▶ [EXERCISE DIRECTIONS]: Repeat the listing that follows without a single change.

▶ [SUPPLIED DATA]:

========================================

PR #4890, opened 2025-06-26
fix(weave): Anthropic system message and tool call missing

zbirenbaum:
## Description

- Fixes WB-25757

Two issues fixed here:
1. System prompt not displaying properly
2. Anthropic style tool calls were not being translated which caused rendering issues

### DIFF
--- a/weave-js/src/components/PagePanelComponents/Home/Browse3/pages/ChatView/hooks.ts
+++ b/weave-js/src/components/PagePanelComponents/Home/Browse3/pages/ChatView/hooks.ts
@@ -147,13 +147,11 @@ export const normalizeChatRequest = (request: any): ChatRequest => {
   if (isTraceCallChatFormatOAIResponsesRequest(request)) {
     return normalizeOAIResponsesRequest(request);
   }
-  if (isAnthropicCompletionFormat(request)) {
-    return normalizeAnthropicChatRequest(request);
-  }
   if (isTraceCallChatFormatOTEL(request)) {
     return normalizeOTELChatRequest(request);
   }
-  return request as ChatRequest;
+  // Anthropic is close but system and nested tool calls handled differently
+  return normalizeAnthropicChatRequest(request) as ChatRequest;
 };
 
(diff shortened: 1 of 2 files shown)


weave-js/src/components/PagePanelComponents/Home/Browse3/pages/ChatView/hooks.ts
```diff
@@ -147,13 +147,11 @@ export const normalizeChatRequest = (request: any): ChatRequest => {
...
   }
-  if (isAnthropicCompletionFormat(request)) {
-    return normalizeAnthropicChatRequest(request);
-  }
   if (isTraceCallChatFormatOTEL(request)) {
     return normalizeOTELChatRequest(request);
   }
-  return request as ChatRequest;
+  // Anthropic is close but system and nested tool calls handled differently
+  return normalizeAnthropicChatRequest(request) as ChatRequest;
```
neutralino1: I don't understand this change. Don't we want to test `isAnthropicCompletionFormat` before we call `normalizeAnthropicChatRequest`?

zbirenbaum: `isAnthropicCompletionFormat` tests the outputs while this function processes the inputs. This was a bug. The line actually should have been: `isAnthropicRequestFormat` 

There isn't actually an `isAnthropicRequestFormat` because previously the only difference in how we handled it was that the system prompt was a top level field rather than an actual message.

E.g. If you pretend there was a function called `isOpenAIRequestFormat` (this is our default) it would return true since it's really hard to differentiate.

There are also some slight differences in how tool call messages are shown in the inputs which are only detectable by iterating over the full data anyways, which means we may as well just process it in place rather than detecting first.

I think the whole way we do detection needs to be redone, but that's a pretty extensive refactor


Let me know if that makes sense. I know it's a little counterintuitive

neutralino1 (approved):
Thank you. Please fix merge conflict and merge.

========================================

▶ [RESULT OF THE EXERCISE]:
PR #4890, opened 2025-06-26
fix(weave): Anthropic system message and tool call missing

zbirenbaum:
## Description

- Fixes WB-25757

Two issues fixed here:
1. System prompt not displaying properly
2. Anthropic style tool calls were not being translated which caused rendering issues

### DIFF
--- a/weave-js/src/components/PagePanelComponents/Home/Browse3/pages/ChatView/hooks.ts
+++ b/weave-js/src/components/PagePanelComponents/Home/Browse3/pages/ChatView/hooks.ts
@@ -147,13 +147,11 @@ export const normalizeChatRequest = (request: any): ChatRequest => {
   if (isTraceCallChatFormatOAIResponsesRequest(request)) {
     return normalizeOAIResponsesRequest(request);
   }
-  if (isAnthropicCompletionFormat(request)) {
-    return normalizeAnthropicChatRequest(request);
-  }
   if (isTraceCallChatFormatOTEL(request)) {
     return normalizeOTELChatRequest(request);
   }
-  return request as ChatRequest;
+  // Anthropic is close but system and nested tool calls handled differently
+  return normalizeAnthropicChatRequest(request) as ChatRequest;
 };
 
(diff shortened: 1 of 2 files shown)


weave-js/src/components/PagePanelComponents/Home/Browse3/pages/ChatView/hooks.ts
```diff
@@ -147,13 +147,11 @@ export const normalizeChatRequest = (request: any): ChatRequest => {
...
   }
-  if (isAnthropicCompletionFormat(request)) {
-    return normalizeAnthropicChatRequest(request);
-  }
   if (isTraceCallChatFormatOTEL(request)) {
     return normalizeOTELChatRequest(request);
   }
-  return request as ChatRequest;
+  // Anthropic is close but system and nested tool calls handled differently
+  return normalizeAnthropicChatRequest(request) as ChatRequest;
```
neutralino1: I don't understand this change. Don't we want to test `isAnthropicCompletionFormat` before we call `normalizeAnthropicChatRequest`?

zbirenbaum: `isAnthropicCompletionFormat` tests the outputs while this function processes the inputs. This was a bug. The line actually should have been: `isAnthropicRequestFormat` 

There isn't actually an `isAnthropicRequestFormat` because previously the only difference in how we handled it was that the system prompt was a top level field rather than an actual message.

E.g. If you pretend there was a function called `isOpenAIRequestFormat` (this is our default) it would return true since it's really hard to differentiate.

There are also some slight differences in how tool call messages are shown in the inputs which are only detectable by iterating over the full data anyways, which means we may as well just process it in place rather than detecting first.

I think the whole way we do detection needs to be redone, but that's a pretty extensive refactor


Let me know if that makes sense. I know it's a little counterintuitive

neutralino1 (approved):
Thank you. Please fix merge conflict and merge.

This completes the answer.